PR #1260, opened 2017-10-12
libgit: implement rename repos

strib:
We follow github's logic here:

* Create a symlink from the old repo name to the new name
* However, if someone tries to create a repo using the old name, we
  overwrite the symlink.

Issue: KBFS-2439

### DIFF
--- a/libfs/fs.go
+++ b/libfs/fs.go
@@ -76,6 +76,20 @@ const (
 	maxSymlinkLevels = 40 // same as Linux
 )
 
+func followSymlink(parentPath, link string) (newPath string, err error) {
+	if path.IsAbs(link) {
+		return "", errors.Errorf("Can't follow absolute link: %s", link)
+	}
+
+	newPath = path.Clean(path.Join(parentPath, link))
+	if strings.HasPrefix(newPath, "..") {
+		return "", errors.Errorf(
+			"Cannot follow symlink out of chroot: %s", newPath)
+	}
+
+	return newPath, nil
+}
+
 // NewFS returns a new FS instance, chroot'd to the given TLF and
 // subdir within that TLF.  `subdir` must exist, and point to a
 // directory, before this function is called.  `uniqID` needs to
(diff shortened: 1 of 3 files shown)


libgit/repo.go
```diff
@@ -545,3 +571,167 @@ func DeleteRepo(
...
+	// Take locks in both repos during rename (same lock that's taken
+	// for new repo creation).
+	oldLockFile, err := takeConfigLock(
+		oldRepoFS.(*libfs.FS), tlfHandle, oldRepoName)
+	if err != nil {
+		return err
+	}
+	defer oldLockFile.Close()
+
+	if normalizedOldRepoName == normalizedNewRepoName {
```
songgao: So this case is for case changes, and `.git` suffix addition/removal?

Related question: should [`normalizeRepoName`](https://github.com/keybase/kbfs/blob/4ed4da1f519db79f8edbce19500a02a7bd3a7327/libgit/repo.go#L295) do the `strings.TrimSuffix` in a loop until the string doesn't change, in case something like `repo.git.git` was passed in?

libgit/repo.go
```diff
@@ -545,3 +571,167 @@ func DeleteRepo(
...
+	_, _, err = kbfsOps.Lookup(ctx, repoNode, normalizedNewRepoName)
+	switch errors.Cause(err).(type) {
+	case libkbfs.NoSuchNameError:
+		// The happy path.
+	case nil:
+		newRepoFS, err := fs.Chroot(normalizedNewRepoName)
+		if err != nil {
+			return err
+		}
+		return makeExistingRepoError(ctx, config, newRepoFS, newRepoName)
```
- - -
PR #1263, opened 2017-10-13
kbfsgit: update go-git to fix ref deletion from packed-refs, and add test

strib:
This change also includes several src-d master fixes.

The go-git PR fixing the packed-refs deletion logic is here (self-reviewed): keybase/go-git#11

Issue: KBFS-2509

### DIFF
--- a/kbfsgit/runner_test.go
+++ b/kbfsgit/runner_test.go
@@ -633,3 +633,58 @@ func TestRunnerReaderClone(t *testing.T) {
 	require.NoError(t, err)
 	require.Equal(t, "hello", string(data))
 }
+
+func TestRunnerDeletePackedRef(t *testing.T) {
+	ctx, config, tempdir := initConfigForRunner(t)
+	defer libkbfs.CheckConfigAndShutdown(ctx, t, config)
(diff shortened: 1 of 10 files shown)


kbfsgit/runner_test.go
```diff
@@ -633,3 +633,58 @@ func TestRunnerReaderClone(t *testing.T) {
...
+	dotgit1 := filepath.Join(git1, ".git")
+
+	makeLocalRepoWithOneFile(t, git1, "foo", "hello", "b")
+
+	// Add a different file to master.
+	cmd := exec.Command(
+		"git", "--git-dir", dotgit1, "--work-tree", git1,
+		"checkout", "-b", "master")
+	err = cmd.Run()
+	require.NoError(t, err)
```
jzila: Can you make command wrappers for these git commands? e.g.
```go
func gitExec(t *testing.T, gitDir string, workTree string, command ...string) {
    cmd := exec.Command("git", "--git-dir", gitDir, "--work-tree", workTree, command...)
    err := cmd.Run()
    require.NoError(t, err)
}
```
- - -
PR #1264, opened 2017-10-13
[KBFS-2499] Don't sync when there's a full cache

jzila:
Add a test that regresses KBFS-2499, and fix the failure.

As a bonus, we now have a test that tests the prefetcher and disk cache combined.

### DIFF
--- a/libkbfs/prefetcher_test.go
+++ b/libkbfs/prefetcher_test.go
- - -
Filter the records above down to the lines that hold the string "normalizedNewRepoName".

▸ **Answer section**
+	if normalizedOldRepoName == normalizedNewRepoName {
+	_, _, err = kbfsOps.Lookup(ctx, repoNode, normalizedNewRepoName)
+		newRepoFS, err := fs.Chroot(normalizedNewRepoName)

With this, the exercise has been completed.